ALBANY, N.Y. (January 23, 2008) -- A report by University at Albany researchers and their colleagues concludes that for heart patients with multiple blockages, coronary-artery bypass grafting (CABG) surgery is a more effective treatment than treatment with drug-eluting stents. Bypass treatment incurs lower mortality rates and is also associated with lower rates of myocardial infarction (heart attack) and repeat revascularization.
The report, published in the January 24, 2008 issue of the New England Journal of Medicine, examined data from 17,400 patients with multivessel disease who received drug-eluting stents or underwent CABG in New York State between October 1, 2003 and December 31, 2004, and compared their outcomes (death, death or myocardial infarction, or repeat revascularization) through the end of 2005.
"We recommend that patients and their referring physicians take these findings into account along with patient preferences and other considerations when deciding on the treatment for multivessel coronary artery disease," said Dr. Edward Hannan, principal author of the study and a Distinguished Professor and associate dean for research at the University at Albany School of Public Health. "Furthermore, there is an urgent need to identify precisely which patients fare as well or better with stenting as with CABG surgery."

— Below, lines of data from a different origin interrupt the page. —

PR #288, opened 2025-09-26
Skip ctest invocation if no tests are requested

### LINKED ISSUE #4012: Partial UT run is reported as an error
| | |
|:---|:---|
|**_F´ Version_**| |
|**_Affected Component_**|   |
---
## Problem Description

Using the following command:
```
cd fprime/Drv
fprime-util check
```

UTs in Drv pass, but the framework reports an error because not all UTs registered by the entire framwork have been ran

```
[...]
92/93 Test #92: Utils_ut_exe .....................................***Not Run   0.00 sec
      Start 93: Types_Circular_Buffer_ut_exe
Could not find executable /home/chammard/LENG-Work/fprime/fprime/build-fprime-automatic-native-ut/bin/Linux/Types_Circular_Buffer_ut_exe
93/93 Test #93: Types_Circular_Buffer_ut_exe .....................***Not Run   0.00 sec

2% tests passed, 91 tests failed out of 93


The following tests FAILED:
	  1 - Fw_Buffer_ut_exe (Not Run)
	  2 - Fw_Dp_ut_exe (Not Run)
[....]

	 92 - Utils_ut_exe (Not Run)
	 93 - Types_Circular_Buffer_ut_exe (Not Run)
Errors while running CTest
Output from these tests are in: /home/chammard/LENG-Work/fprime/fprime/build-fprime-automatic-native-ut/Testing/Temporary/LastTest.log
Use "--rerun-failed --output-on-failure" to re-run the failed cases verbosely.
[ERROR] Command '['ctest', '--test-dir', '/home/chammard/LENG-Work/fprime/fprime/build-fprime-automatic-native-ut', '--no-tests=error']' returned non-zero exit status 8.
```

It appears to be trying to run all UTs registered in the framework.

## Context / Environment

```
Operating System: Linux
CPU Architecture: x86_64
Platform: Linux-4.18.0-553.64.1.el8_10.x86_64-x86_64-with-glibc2.28
Python version: 3.9.20
CMake version: 3.26.0
Pip version: 25.0.1
Pip packages:
    fprime-tools==4.0.1
    fprime-gds==4.0.1
    fprime-fpp==3.0.0
Project submodules:
```

## Expected Behavior

CTest should either:
- only attempt to run the UTs that are registered within `Drv` if `--recursive` is given
- not run any UTs

thomas-bc:
| | |
|:---|:---|
|**_Related Issue(s)_**|  |

---
## Change Description

Fix nasa/fprime#4012

If no tests are requested (path does not contain tests and neither `--recursive` nor `--all` provided), skip ctest invocation and log the unexpected behavior

### DIFF
--- a/src/fprime/fbuild/check.py
+++ b/src/fprime/fbuild/check.py
@@ -70,6 +70,16 @@ class Check(EnumeratedAction):
             context and context != ["all"] and ".*" not in context
         ):
             cli_args.append("-V")
+
+        if not context:
+            # This only happens if the provided path does not contain tests
+            # and neither '--all' nor '--recursive' were provided
+            print(
+                "[INFO] No tests were found in the given context.",
+                "Did you mean to use `fprime-util check --recursive` or `--all` ?",
+            )
+            return
+
         # When not "all" append a regex to filter tests. .* works as a regex
         if context and context != ["all"]:
             test_regex = f"^({'|'.join(context)})$"
--- a/src/fprime/fbuild/check.py
+++ b/src/fprime/fbuild/check.py
@@ -9,7 +9,7 @@ import subprocess
 import sys
 from typing import Tuple, Dict, List
 
-from fprime.fbuild.types import NoSuchTargetException
+from fprime.fbuild.types import NoTargetFoundException
 from fprime.fbuild.target import (
     TargetContext,
     TargetScope,
@@ -55,7 +55,7 @@ class Check(EnumeratedAction):
         if not context:
             # This only happens if the provided path does not contain tests
             # and neither '--all' nor '--recursive' were provided
-            raise NoSuchTargetException(
+            raise NoTargetFoundException(
                 "No tests were found in the given context. Did you mean to "
                 "use `fprime-util check --recursive` or `--all` ?"
             )
--- a/src/fprime/fbuild/check.py
+++ b/src/fprime/fbuild/check.py
@@ -50,6 +50,16 @@ class Check(EnumeratedAction):
         args: Tuple[Dict[str, str], List[str], Dict[str, bool]],
     ):
         """Execute this target"""
+
+        if not context:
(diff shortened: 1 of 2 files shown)


src/fprime/fbuild/check.py
```diff
@@ -70,6 +70,16 @@ def execute_all(
...
             cli_args.append("-V")
+
+        if not context:
+            # This only happens if the provided path does not contain tests
+            # and neither '--all' nor '--recursive' were provided
+            print(
+                "[INFO] No tests were found in the given context.",
+                "Did you mean to use `fprime-util check --recursive` or `--all` ?",
+            )
+            return
```
thomas-bc: I have no opinion between this and `sys.exit(1)` instead. Thoughts?

LeStarch: This output should probably be raised as an Exception and thus would output and trigger an error at the top-level.  Running `check` and not performing tests seems like it should be an error case.  I believe we make CTest under the hood report error on no tests.

thomas-bc: used sys.exit() instead

src/fprime/fbuild/check.py
```diff
@@ -50,6 +50,16 @@ def execute_all(
         args: Tuple[Dict[str, str], List[str], Dict[str, bool]],
     ):
         """Execute this target"""
+
+        if not context:
+            # This only happens if the provided path does not contain tests
+            # and neither '--all' nor '--recursive' were provided
+            print(
```
LeStarch: I think this should be an exception, and let the top-level program perform the exit.  We've had issues before with these buried exit calls.

LeStarch (changes requested):

src/fprime/fbuild/check.py
thomas-bc: done

LeStarch (approved):

PR #305, opened 2026-04-10
Include cstdio in Deployment/Main.cpp cookiecutter for nasa/fprime#4987

thomas-bc:
| | |
|:---|:---|
|**_Related Issue(s)_**|  |

---
## Change Description

Include cstdio in Deployment/Main.cpp cookiecutter for nasa/fprime#4987


bocchino:
Instead of including `cstdio` to support `printf`, should we switch to using `Fw::Logger::log`? This seems to be the better practice.

bocchino (approved):
Looks good!

LeStarch (approved):

PR #307, opened 2026-04-11
fprime-tools: deinit generated deployments during teardown

dcpagotto:
this updates the generated deployment template so it follows the expected shutdown lifecycle.

today generated topologies call tearDownComponents(state), but stop there. That means new deployments are created with an incomplete teardown path, missnig the deinitComponents(state) call.

this change adds deinitComponents(state) to the generated topology teardown, updates the header comment, and adds a regresison test to make sure generated code keeps the corret order.

I validated this locally on WSL, and the new test covers exactly this generated output case.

In comparing treatment with a drug-eluting stents, a procedure which has been used since 2003, researchers found that CABG surgery was associated with significantly lower 18-month rates of death or heart attacks for patients with both three-vessel disease and two-vessel disease. The patients with three-vessel disease who underwent CABG experienced an adjusted survival rate of 94 percent compared with those who received a drug-eluting stent, who survived at a rate of 92.7 percent. In addition, the adjusted rate of survival free from myocardial infarction was 92.1 percent for those treated with CABG, versus 89.7 percent for those treated with drug-eluting stents. Among patients with two-vessel disease who underwent CABG, as compared with those who received a stent, the adjusted survival rate was 96.0 percent versus 94.6 percent, while the adjusted rate of survival free from myocardial infarction was 94.5 percent for CABG patients versus 92.5 percent who received drug-eluting stents. Patients treated by CABG also showed lower rates of repeat revascularization.
View the report.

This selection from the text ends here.